Aber naja. So ist das halt mit Gesetzen und Vorschriften, wirklich frei ist man erst wenn man 18 ist.

Aber trotzdem danke für eure Antworten !
Haben mir nämlich meine Frage beantwortet.


----------



## Dr Bakterius (16. September 2014)

*AW: Netflix Probemonat kündigen*

Es gibt sicherlich schlimmere Geschichten als der Verzicht des Probemonats


----------



## Yellowbear (16. September 2014)

*AW: Netflix Probemonat kündigen*



Weezer schrieb:


> Gut hat sich eh erledigt, da noch keine 18 funktioniert das ganze nicht.
> In den AGB's stand irgendetwas davon, dass man auch unter 18 den Dienst nutzen dürfe, mit Elterlicher Erlaubnis...





> [...]nur unter Beteiligung eines Elternteils oder Erziehungsberechtigten *über das Konto dieser Person* [...]


Du darfst also das Konto eines Volljährigen mitbenutzen.


----------



## addicTix (17. September 2014)

*AW: Netflix Probemonat kündigen*



Yellowbear schrieb:


> Du darfst also das Konto eines Volljährigen mitbenutzen.


 
Hm gut, mein Dad möchte das nicht, da er der Meinung ist, dass das kündigen eventuell nicht richtig klappen könnte und man dann trotzdem 8.99€ abgezogen bekommt.
Ganz verstanden hab ich den Hintergrund nicht, aber gut. Akzeptiere ich dann so, wie Dr Bakterius sinngemäß sagte: Kein Weltuntergang


----------



## Dr Bakterius (17. September 2014)

*AW: Netflix Probemonat kündigen*

Was man nicht hat kann einen auch nicht belasten aber es wird immer irgendwelche Aktionen geben die du vielleicht auch mal nutzen kannst. Ist ja nur ein quasi TV Programm


----------



## addicTix (17. September 2014)

*AW: Netflix Probemonat kündigen*

Nunja wollte unbedingt Breaking Bad in HD schauen, in dem einen Monat hätte ich vermutlich locker jede Staffel und jede Episode schauen können und das gratis.
So "müsste" ich mir die Breaking Bad BluRay Box für 90€ kaufen 

Naja, kann man leider nichts machen.


----------



## Vaion (17. September 2014)

*AW: Netflix Probemonat kündigen*

Ich habe mal eine andere Frage. Versuche schon seit gestern und heute mich bei Netflix anzumelden jedoch ohne Erfolg. Kann mir einer sagen was ich zum Teufel falsch mache. Will mich über Bankeinzug oder Paypal anmelden, schlägt jedoch jedes mal fehl.

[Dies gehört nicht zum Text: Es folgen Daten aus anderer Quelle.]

PR #10708, opened 2026-08-14
fix: drop sampling params on Claude models that reject them

hugocasa:
## Summary

Follow-up to #10690, verified against the live Anthropic Messages API.

Claude Opus 4.7/4.8 and the 5 family removed the sampling params: any
`temperature` is a hard 400 — `` `temperature` is deprecated for this model `` —
**whatever the thinking mode**. Both provider paths only dropped it under
adaptive thinking, so two request shapes 400 today.

## The two failure modes

Probed against `api.anthropic.com` (bodies emitted by the code itself, then POSTed):

| Request | Result on merged main |
|---|---|
| `claude-opus-5`, reasoning off, `temperature` set | `400 temperature is deprecated for this model` |
| `claude-opus-4-8`, no reasoning at all, `temperature` set | `400 temperature is deprecated for this model` |

The first is a regression from #10690: the off sentinel added
`thinking: {type: "disabled"}` and kept `temperature`, on the mistaken premise
that sampling params are only rejected alongside *adaptive* thinking. They are
rejected by the *model*.

The second predates #10690 (the default `None` arm passed `temperature`
straight through) and hits any agent step on Opus 4.7/4.8 that sets a
temperature and leaves reasoning unset.

## Changes

- `providers/mod.rs`: `anthropic_model_rejects_sampling_params(model)` — one
  home for the model list (Opus 4.7/4.8, Opus 5, Sonnet 5, Fable, Mythos).
- `providers/anthropic.rs`: `anthropic_thinking_config` takes the model and
  drops `temperature` for those models on every arm, not just adaptive.
- `providers/bedrock.rs`: same rule via `bedrock_temperature`, applied at all
  three Converse call sites. Non-Anthropic Bedrock models (Nova, Llama) keep
  their sampling params.

## Verification

Bodies were emitted by the real code path and POSTed to the live API:

| Body the code builds | Live result |
|---|---|
| `opus-5` `thinking=disabled`, no effort, no temp | **OK** |
| `opus-5` `thinking=adaptive` `effort=xhigh`, no temp | **OK** |
| `opus-4-8` no thinking, no temp | **OK** |
| `sonnet-4-6` `thinking=disabled`, `temperature=0.5` | **OK** (4.6 still accepts sampling) |

Same probe also confirmed two things #10690 asserted from documentation only:
- `thinking: {type: "disabled"}` is accepted on Opus 5 and Sonnet 5, and returns
  no thinking block — the off switch works.
- `output_config.effort: "none"` is rejected (`Input should be 'low', 'medium',
  'high', 'xhigh' or 'max'`), and a disable paired with `xhigh` is rejected
  (`Use effort 'high' or below, or enable thinking`) — the sentinel translation
  and the no-effort-with-disable rule were both necessary.

## Test plan
- [x] `cargo test -p windmill-ai --features bedrock` — 131 passing, including
      per-model sampling coverage on both paths and a non-Anthropic Bedrock case
- [x] Live probe against `api.anthropic.com` (table above)
- [ ] Bedrock leg of the sampling rule is inferred from the shared model, not
      probed — no AWS credentials here

---
## Summary by cubic
Drops `temperature` on Claude models that removed sampling params across Anthropic and Bedrock to prevent 400s when reasoning is off or unset. Also aligns Bedrock behavior: Sonnet 5 cannot disable thinking on Bedrock, unlike the native Anthropic API.

- Centralizes detection in `anthropic_model_rejects_sampling_params` (Opus 4.7/4.8, Opus 5, Sonnet 5, Fable, Mythos). Bedrock application inference profiles with opaque IDs keep `temperature`.
- Anthropic: `anthropic_thinking_config` now takes the model and drops `temperature` on rejecting models on every path; adaptive thinking still drops it on all models.
- Bedrock: `bedrock_temperature` applies the same drop rule in streaming, non‑streaming, and builder paths. Non‑Anthropic Bedrock models (e.g., `amazon.nova-pro-v1:0`) keep `temperature`; Sonnet 4.6 still accepts it. Sonnet 5 cannot be disabled on Bedrock; the native provider still supports disable.
- Verification: live probes cover `claude-opus-5` (disabled/adaptive) and `claude-opus-4-8`; tests exercise both providers, a non‑Anthropic case, per‑model temperature behavior, and build the disable request via the resolver.
- UI: updates Gemini default model id to `gemini-3.1-pro-preview` and reflects the Bedrock Sonnet 5 disable rule in the reasoning registry.

<sup>Written for commit 940a80d8255cc8500840c251afa57d0a44250b20. Summary will update on new commits.</sup>

<a href="https://cubic.dev/pr/windmill-labs/windmill/pull/10708?utm_source=github" target="_blank" rel="noopener noreferrer" data-no-image-dialog="true"><picture><source media="(prefers-color-scheme: dark)" srcset="https://www.cubic.dev/buttons/review-in-cubic-dark.svg"><source media="(prefers-color-scheme: light)" srcset="https://www.cubic.dev/buttons/review-in-cubic-light.svg">Review in cubic</picture></a>

### DIFF
--- a/backend/windmill-ai/src/providers/anthropic.rs
+++ b/backend/windmill-ai/src/providers/anthropic.rs
@@ -1,3 +1,4 @@
+use super::{anthropic_model_rejects_sampling_params, REASONING_OFF_SENTINEL};
 use crate::{
     ai_google::parse_data_url,
     ai_providers::{AIPlatform, AIProvider},
@@ -12,7 +13,6 @@ use crate::{
 };
 use async_trait::async_trait;
 use http::Method;
-use super::{anthropic_model_rejects_sampling_params, REASONING_OFF_SENTINEL};
 use serde::{Deserialize, Serialize};
 use serde_json::value::RawValue;
 use windmill_common::{client::AuthedClient, error::Error};
--- a/backend/windmill-ai/src/providers/anthropic.rs
+++ b/backend/windmill-ai/src/providers/anthropic.rs
@@ -12,7 +12,7 @@ use crate::{
 };
 use async_trait::async_trait;
 use http::Method;
-use super::REASONING_OFF_SENTINEL;
+use super::{anthropic_model_rejects_sampling_params, REASONING_OFF_SENTINEL};
 use serde::{Deserialize, Serialize};
 use serde_json::value::RawValue;
 use windmill_common::{client::AuthedClient, error::Error};
@@ -165,10 +165,10 @@ pub struct AnthropicOutputConfig {
 }
 
 /// Resolve the thinking config, effort and sampling params for a reasoning
-/// selection. Adaptive thinking rejects sampling params, so temperature only
-/// survives when thinking is off or explicitly disabled (Anthropic returns a
-/// hard 400 otherwise).
+/// selection. Temperature is dropped both under adaptive thinking, which
+/// rejects it, and on the models that removed the sampling params outright.
 fn anthropic_thinking_config(
+    model: &str,
     reasoning_effort: Option<&str>,
     temperature: Option<f32>,
 ) -> (
@@ -176,6 +176,9 @@ fn anthropic_thinking_config(
     Option<AnthropicOutputConfig>,
     Option<f32>,
 ) {
+    let temperature = (!anthropic_model_rejects_sampling_params(model))
+        .then_some(temperature)
+        .flatten();
     match reasoning_effort {
         // The disable sentinel is not an effort token — Anthropic's vocabulary
         // is low..max and rejects it. The disable carries no effort either:
@@ -688,7 +691,7 @@ impl AnthropicQueryBuilder {
         }
 
         let (thinking, output_config, temperature) =
-            anthropic_thinking_config(args.reasoning_effort, args.temperature);
+            anthropic_thinking_config(args.model, args.reasoning_effort, args.temperature);
 
         // Build request based on platform
         if self.is_vertex() {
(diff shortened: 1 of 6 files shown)


hugocasa:
Nits from Claude and Pi all fixed in 6aec9ab36a:
- rewrote the three stale "adaptive thinking rejects sampling params" comments at
  the Converse call sites, and the stale one in the off-sentinel test
- split the sampling assertions out into
  `bedrock_temperature_drops_sampling_params_per_thinking_mode_and_model`
- `mod.rs` now says exactly what was probed (`claude-opus-5`, `claude-sonnet-5`,
  `claude-opus-4-8` reject; `claude-sonnet-4-6` accepts) and attributes Opus 4.7 /
  Fable / Mythos to Anthropic's migration guide rather than to a probe
- `cargo fmt` — no added line exceeds `max_width = 100` (the remaining long lines
  in `bedrock.rs` predate this branch)

**On the P1 (opaque Bedrock application inference profiles):** the observation is
correct and I've documented it in the matcher, but I don't think it should block.

It is not introduced here. An application profile backed by Opus 4.8 already 400s
on merged main for exactly the same reason — the `None` arm passes `temperature`
through — so this PR strictly reduces the failing surface rather than leaving it
unchanged. Nothing that works today regresses.

It is also the codebase's existing, reviewed stance for these ids:
`bedrock_model_supports_prompt_caching` cannot classify them either, and its test
pins an application-inference-profile ARN returning `false`. Both features degrade
on opaque ids because the id carries no model.

Resolving the backing model properly means a `GetInferenceProfile` call per
request (network + latency on the hot path) or threading the ARN the frontend
already fetches — `fetchAvailableModels` reads `inferenceProfileSummaries[].models[].modelArn`
— through the saved provider config into the backend. That is a real feature, not
a fix, and it would also fix prompt caching on the same ids. Worth its own issue;
I'd rather not bolt a per-request AWS lookup onto this.

The limitation is now stated at the matcher so the next reader hits it before the
400 does.

hugocasa:
✅ Review round clean @ 6e72ee9f5baa1fd5392b746dd40b406f7fef0f21 — nit-only verdicts at 6aec9ab36ae04d53c36dd9fad4524e13eda50e57 (codex, claude: mergeable-with-nits; pi: good to merge); nits addressed in 6e72ee9f5b

Both were real misses on my part:
- `anthropic.rs` still carried the refuted "only rejected alongside adaptive thinking" comment — and worse, the test under it asserted an `opus-5` body **with** `temperature`, which is exactly the shape the live API rejects. It now builds the body through `anthropic_thinking_config` and asserts temperature is absent, so it pins the real contract instead of a shape that 400s.
- dropped the three copies of the same rationale at the Converse call sites; it belongs once, on `bedrock_temperature` (AGENTS.md: state each invariant once, at the place where someone would break it).

hugocasa:
Extended the live verification to the other two providers I have keys for. One
more broken default found and fixed in 22aff6bce0.

**Google AI — `gemini-3.1-pro` 404s.** It is not a servable id; only
`gemini-3.1-pro-preview` resolves. It predates #10690 (I kept it and moved it up
the list rather than introducing it), so this has been a dead recommendation for
a while. Every other Google AI default resolves.

**Verified live, all of it previously assumed:**

| Check | Result |
|---|---|
| OpenAI: all 9 defaults exist | ✅ `gpt-5.6-sol/terra/luna`, `gpt-5`, `gpt-5-mini`, `gpt-4o`, `gpt-4o-mini`, `o4-mini`, `o3` |
| gpt-5.6 ladder `low/medium/high/xhigh/max` | ✅ all accepted — the `xhigh`/`max` this PR series added are real |
| gpt-5.6 `none` (the off token) | ✅ accepted — `canDisable: true` is right |
| gpt-5.6 `minimal` | ✅ **rejected** — and the registry correctly does not offer it |
| Google AI defaults exist | ✅ except `gemini-3.1-pro` (fixed here) |
| Gemini 3.x context / output | ✅ `in=1048576 out=65536` — matches the 1M window and 64K output rows |
| Gemini `minimal` on flash | ✅ accepted |
| Gemini `minimal` on pro | ✅ **rejected** (`Thinking level MINIMAL is not supported for this model`) — matches `geminiReasoningLevels` |

So the OpenAI and Gemini ladders, windows and output caps are now measured rather
than inferred, and both matched.

**Still unverified — no keys:** Mistral, DeepSeek, Groq, OpenRouter, Together AI,
Azure OpenAI, Azure AI Foundry, AWS Bedrock. Changes there were deliberately
conservative (Groq's defaults are Groq's own documented migration target; the
Mistral ladder was reverted to its original `['high']`; DeepSeek's `deepseek-chat`
guard was restored; Together AI untouched), but they rest on documentation.

Note `npm run check:fast` reports 3 pre-existing errors on this branch's base
(`TriggerHistoryButton.svelte`, `useAuditLogsLoader.svelte.ts`) — main added
trigger-history endpoints and this worktree's generated client is stale. Confirmed
identical with my changes stashed.

hugocasa:
Checked the remaining unverified surface. Two more corrections, both found by
reading AWS's own model cards rather than by inference.

**1. Bedrock Sonnet 5 cannot disable thinking** (940a80d825) — and this one
contradicts what #10690 shipped. AWS's card is explicit:

> Claude Sonnet 5 — **Reasoning:** Supported (adaptive thinking is **always on and
> cannot be disabled**; effort level is configurable)

versus Opus 5 on the same platform:

> Claude Opus 5 — **Reasoning:** Supported (adaptive thinking is on by default;
> **can be disabled** but effort is capped at high when thinking is disabled)

So the two Claude 5 models differ *on Bedrock*, and Sonnet 5 differs between
Bedrock and the native API — where I live-verified that `thinking: {type:
"disabled"}` is accepted and returns no thinking block. `canDisableReasoning` and
`explicitOffToken` now split `anthropic` from `aws_bedrock`: Bedrock offers the
off switch for Opus 5 only, the native provider for both.

**2. Prompt caching in #10690 is confirmed, not inferred.** Both cards state
`Prompt caching supported: Yes` (4,096 min tokens, 5m + 1h TTL, `system`/
`messages`/`tools`) for Opus 4.8 and Sonnet 5, and both list `Converse` under
APIs supported. The merged allowlist and the Converse transport are correct.

The cards also confirm the geo prefixes this series normalizes — `us.`, `eu.`,
`au.` for both, plus a `jp.` on Opus 4.8 that `normalize_bedrock_model_id` does
**not** strip. That is pre-existing (the list predates this series) and only costs
prompt caching on JP inference profiles, so I have left it; worth a follow-up
alongside the opaque application-profile gap.

[Opus 4.8 card](https://docs.aws.amazon.com/bedrock/latest/userguide/model-card-anthropic-claude-opus-4-8.html) ·
[Sonnet 5 card](https://docs.aws.amazon.com/bedrock/latest/userguide/model-card-anthropic-claude-sonnet-5.html)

"Leider kann Ihre Anfrage derzeit nicht bearbeitet werden. Bitte versuchen Sie es später erneut."


Danke vaion


----------



## Yellowbear (17. September 2014)

*AW: Netflix Probemonat kündigen*



Vaion schrieb:


> Will mich über Bankeinzug oder Paypal anmelden, schlägt jedoch jedes mal fehl.

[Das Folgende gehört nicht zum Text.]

PR #10714, opened 2026-08-16
perf: cap resource content sent to the search modal

rubenfiszel:
## Summary

Fixes WIN-2387.

The global content search (`Ctrl+K` → `#`) froze the browser on workspaces with many large
resources. `GET /w/{workspace}/resources/list_search` returned **every** readable resource's
full JSONB value — a row `LIMIT 1000` was the only bound, none on size — and the client then
re-serialized all of them with `YAML.stringify` and kept both copies in memory for the life of
the modal.

Measured on a workspace of 1000 resources totalling 59 MB of values (localhost, so the transfer
number is a floor, not a ceiling):

| | before | after |
|---|---|---|
| response payload | 61.1 MB | 4.0 MB |
| transfer | 1253 ms | 217 ms |
| client-side serialization | 986 ms blocking `YAML.stringify` | none |
| strings retained for the search haystack | 63.8 MB | 3.8 MB |

The endpoint now returns the value already rendered as pretty-printed JSON, capped at 4000
characters per row, plus a `truncated` flag. The search preview only ever shows a handful of
lines, so nothing visible is lost; the frontend searches that text directly instead of
rebuilding it.

## Changes

- `list_search_resources` selects `left(jsonb_pretty(value), 4000)` with a `truncated` flag
  instead of the raw value. The `LATERAL … OFFSET 0` fences the subquery so the planner cannot
  inline `jsonb_pretty` into both the `left()` and the `length()` and serialize each value twice.
- `ContentSearchInner` takes the API text as the search haystack — no `YAML.stringify` for
  resources (flows and apps are unchanged).
- Truncation is surfaced rather than silent: a "Truncated" badge with a tooltip on each affected
  result, and a line under the corpus counts saying how many resources are only partly searched
  (a resource whose only match sits past the cap drops out of the results with nothing else to
  show for it).
- Regression test on the existing `list_search` integration test: an oversized fixture resource
  comes back at exactly the cap with `truncated: true`, a small one at `truncated: false`, and a
  `null` value as `""` rather than `null`.

### Deliberate response-shape change

`listSearchResource`'s `value` goes from arbitrary JSON to a capped string, and gains a required
`truncated`. This is a breaking change to a documented endpoint, so calling it out explicitly:
it is a UI-support route ("list resources for search") whose only consumer in this repo is the
search modal, and nothing in the CLI or the Python/TS SDKs calls it. `get_value` remains the way
to read a resource's actual value. I chose a clean break over an opt-in legacy mode because the
legacy mode *is* the defect being fixed. **Left in draft for a human call on that**, per the
"changes openapi.yaml" rule in the `pr` skill.

## Screenshots

Content search with large resources — capped JSON preview, per-result "Truncated" badge, and the
partial-search notice:

content-search-truncated

Tooltip on the badge:

tooltip

Same workspace with no oversized resources — no badges, no notice:

content-search-no-truncation

## Test plan

- [x] `cargo test -p windmill-api-integration-tests --test resources test_resource_endpoints`
- [x] `SQLX_OFFLINE=true cargo check --workspace --features all_sqlx_features`
- [x] `npm run check` (0 errors; the 70 warnings are pre-existing and none in the changed file)
- [x] Driven in the browser against a seeded 1000-resource / 59 MB workspace: modal opens without
      a freeze, fuzzy matching still works on JSON text (including YAML-flavoured queries like
      `host: db-42`), badge + tooltip + notice render, and both the truncated and non-truncated
      corpora were exercised.

---
## Summary by cubic
Caps resource content returned by the global content search to a 4000‑char, pretty‑printed JSON string with a required `truncated` flag. Previously the endpoint sent full JSONB per resource and the client re‑serialized it, causing multi‑MB payloads and freezes; now the client searches the capped text directly.

- Backend: `list_search_resources` selects `left(jsonb_pretty(value), 4000)` and `truncated`, with `LATERAL (…) OFFSET 0` to avoid double serialization. `COALESCE` returns `""` for nulls. OpenAPI changes `value` to a string, requires `truncated`, and documents the 4000‑char cap.
- Frontend: `ContentSearchInner` removes `YAML.stringify` for resources, searches the provided text, shows a per‑result “Truncated” badge with tooltip, and pluralizes a notice counting partially searched resources. Flows/apps unchanged.
- Tests: Adds an oversized resource fixture and asserts the cap, `truncated`, and `""` for nulls.
- WIN‑2387: Meets the requirement to keep the search modal responsive on large workspaces.

**Migration**
- Consumers of `GET /w/{workspace}/resources/list_search` must treat `value` as a capped string and read `truncated`. Do not rely on the prior raw JSON shape; use `get_value` to fetch full resource content.

<sup>Written for commit e4a88aa7e471c90af52027b6d7859efb026fb976. Summary will update on new commits.</sup>

<a href="https://cubic.dev/pr/windmill-labs/windmill/pull/10714?utm_source=github" target="_blank" rel="noopener noreferrer" data-no-image-dialog="true"><picture><source media="(prefers-color-scheme: dark)" srcset="https://www.cubic.dev/buttons/review-in-cubic-dark.svg"><source media="(prefers-color-scheme: light)" srcset="https://www.cubic.dev/buttons/review-in-cubic-light.svg">Review in cubic</picture></a>


rubenfiszel:
Review round on \`afd73abe23\`: **codex** Good to merge, **pi** Good to merge, **claude** nit-only (hard-coded plural in the truncation notice; the \`4000\` literal duplicated between \`openapi.yaml\` and the Rust const). Both nits fixed in \`e4a88aa7e4\` — the notice now reads "1 of those resources is … only its beginning" in the singular (verified in the browser), and the const carries a pointer to the openapi description so the two move together.

Deliberately **not** flipping to ready: this changes a documented endpoint's response shape in \`openapi.yaml\`, which wants a human call (see the "Deliberate response-shape change" section in the description). Everything else is verified — integration test, offline \`cargo check\`, \`npm run check\`, and the UI driven against a seeded 1000-resource / 59 MB workspace.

Scheint ein bekanntes Problem zu sein: 


> Hinzu kommt, dass auch Netflix von den üblichen Startschwierigkeiten  neuer Netzdienste nicht verschont blieb. Einige Stunden war es nicht  möglich, sich überhaupt anzumelden – statt einer Bestätigung gab es  Fehlermeldungen.


 (Quelle)


----------